Raveendran and Kishore declined to comment.
In the meantime, Byju’s received inquiries from Indian authorities asking why the company couldn’t close its financial records for the fiscal year that ended in March 2021. Officials at the company received summonses from India’s Enforcement Directorate, which looks into money laundering and forex offences, according to sources with knowledge of the situation.
After the raid in late April, Byju’s was not charged. However, according to Bloomberg last month, India’s company regulator, the Ministry of Corporate Affairs, will soon determine whether to launch a formal investigation.
Requests for comment from the MCA and enforcement directorate went unanswered.
Byju’s disclosed its audited financial accounts 18 months after the end of the fiscal year. In comparison to the prior year, they revealed losses of 45.7 billion rupees, a 13-fold increase. Byju’s attributed the poor performance to accounting procedures that postponed revenue to later years. Others noted a sharp rise in marketing expenditures.
Investors were frightened by the firm’s finances. Blackstone was one of the creditors who sold off their assets, allowing distressed US investors to take on the $1.2 billion loan at rates as low as 64 cents to a dollar.
These creditors started requesting expedited payments soon after purchasing the debt since the company had broken covenants, such as a September deadline for reporting its results for the year ending March 31, 2022.

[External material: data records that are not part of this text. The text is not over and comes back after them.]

PR #1784, opened 2024-03-17
Check all basic operators results in all possible cases

GillesDuvert:
added test_indepth_basic_functions.pro and modified code to insure ~1200 tests on OPERATORS are similar to IDL.

### DIFF
--- a/src/basic_op.cpp
+++ b/src/basic_op.cpp
@@ -1730,40 +1730,10 @@ Data_<Sp>* Data_<Sp>::AndOp(BaseGDL* r)
 }
 // different for floats
 
-template<class Sp>
-Data_<Sp>* Data_<Sp>::AndOpInv(BaseGDL* right) { TRACE_ROUTINE(__FUNCTION__,__FILE__,__LINE__)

After eight months of discussions, Byju’s US lenders filed a lawsuit in Delaware accusing the company of concealing $500 million. They argued that Byju’s is in technical default over the $1.2 billion loan because the firm hasn’t provided regular financial updates.

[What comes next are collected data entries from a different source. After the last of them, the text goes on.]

PR #1785, opened 2024-03-19
close #1781 (TICK_GET error)

GillesDuvert:
oops getLabelingValues was wrongly clearing values.
Also, insure only the 1st axis values are reported

Issue #1725, opened 2024-01-15
LIST() and HASH() don't have the rigth SIZE(/n_dim)


alaingdl:
Thanks to some super simple tests in error in `test_isa.pro`, I got : 

```
GDL> size(hash(),/n_di)
           1
GDL> size(list(),/n_di)
           1

[...]
IDL> size(hash(),/n_di)
           0
IDL> size(list(),/n_di)
           0
```

alaingdl:
This one is probably solved, but the side effect of large blind tests is I found new problems in ISA()

alaingdl:
Should be closed in #1786 
Please open a new issue if related problem emerge ...

PR #1786, opened 2024-03-19
various small tests ...

alaingdl:
OK, this is a merging of various codes in GDL syntax for tests : 

* test_xyztick_get.pro tests [xyz]tick_get for PLOT & SURFACE, with various combinations of fields and ranges
(@GillesDuvert that shows PR #1785 is not the definitive one)
* test_operators.pro tests /=, *=, +=, -=. Might be redundant with test_indepth_basic_functions.pro
* gdl_version.pro does manages the new version schema #1780 (for naming convention in i.e. bench out files)
* test_foreach.pro merges some tests related to FOREACH (SF 273, 630 and test_bug_3288652.pro (removed outside)
* bench_loops.pro

bench_loops_Linux_planck4

### DIFF
--- a/src/basic_fun_jmg.cpp
+++ b/src/basic_fun_jmg.cpp
@@ -207,8 +207,8 @@ namespace lib {
     }
 
     if(type == "OBJREF"){
-      rank=1; // alway array following ISA() doc.
-      //cout << "OBJREF" << endl;
+      // AC 2024/03/21 wrong here rank=1; // alway array following ISA() doc.
+      // cout << "OBJREF" << endl;
       DObjGDL* obj = static_cast<DObjGDL*>(p0);
       DObj objID = (*obj)[0];
       if(objID == 0) res = false; else res = true;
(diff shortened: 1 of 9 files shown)


alaingdl:
* correcting ISA() and SIZE() for HASH() & LIST() (#1725)
* wrong name in the final message of `test_xyztick_get.pro`
*  new entry in `test_isa.pro` for missing /file keyword

GillesDuvert:
`test_operators.pro tests /=, *=, +=, -=. Might be redundant with test_indepth_basic_functions.pro`
yes, operators are there for "completion" but the real test that visit every possible line of code is indeed `test_indepth_basic_functions.pro`.
probably not worth the work to clean those duplicates.
and `test_indepth_basic_functions.pro` is really `test_indepth_all_operators.pro`.

GillesDuvert:
`test_xyztick_get.pro` has been invaluable in realizing AutoTick was wrong, thanks @alaingdl .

Byju’s skipped a $40 million interest payment in June and filed its own lawsuit against the lenders in New York, alleging “bad-faith negotiating.” The debt arrangement, according to the corporation, forbids lenders from selling their holdings to certain investors, such as those who focus on distressed debt.
The stakes keep going up. Three significant investors’ representatives recently resigned from the board of Byju: Peak XV, Prosus, and the Chan Zuckerberg Initiative. In addition, Deloitte Haskins & Sells, Byju’s auditor, left the company due to the company’s shaky financial records.

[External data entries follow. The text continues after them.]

PR #1793, opened 2024-03-29
Use new python initialisation, if old one is deprecated

jkohnert:
See [issue](https://github.com/python/cpython/issues/88279), and [PEP 587](https://peps.python.org/pep-0587/).

Since Python version 3.11 the old legacy initialisation functions are marked deprecated, the upgrade path is specified in the PEP. GDL uses those deprecated functions in two locations, this PR updates those locations to use the new API in case Python version is 3.11 or above.

### DIFF
--- a/.gitignore
+++ b/.gitignore
@@ -3,7 +3,9 @@ src/gdl
 testsuite/launchtest.c
 nbproject/
 build/
+cmake-build*/
 install/
 gdlde/
 gdlde*.zip
 .vscode
+.idea/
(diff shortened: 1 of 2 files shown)


jkohnert:
I just had another look: The Windows build uses Python-3.12 at the moment, this patch successfully removes the deprecation warnings for using `PySys_SetArgv` during this build. On Arch Linux (I'm using it on my dev machine) those warnings are removed as well.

“Byju’s grew considerably since our first investment in 2018, but, over time, its reporting and governance structures did not evolve sufficiently for a company of that scale,” Prosus said in a July 25 statement, explaining why its director stepped down from Byju’s board.
In recent weeks, Raveendran and Ajay Goel — who joined Byju’s in April as its chief financial officer — hired an affiliate of accounting firm BDO to take over auditing. Goel has said that long-delayed financial accounts will be finalized by the end of September.
“The best of Byju’s is yet to come,” Raveendran told employees at a recent town hall, where he pushed back on criticisms. The company has “not come this far to only come this far.”A $1 billion equity investment from Middle Eastern backers is what Raveendran is relying on and it may happen as soon as next month. In order to get by during the economic crunch, he is now turning to some of his early donors in India.
People tracking the negotiations who didn’t want to be identified because the talks are secret said that if the money comes through, Byju’s may pay off creditors and buy out the rebellious US-based investors.
Lenders also concurred earlier this week to work on modifying the $1.2 billion debt by August 3.
The majority of investors have reduced the company’s estimated value to under $10 billion. Although Byju has had a rough few months, many people are still optimistic about the company, citing its substantial assets, which include 150 million customers.
“The company can still be brought back from the brink,” InCred’s Mathew said. “Some of its businesses have good cash flows, which can potentially attract value investors, who will come in with big cheques helping to sort out things.”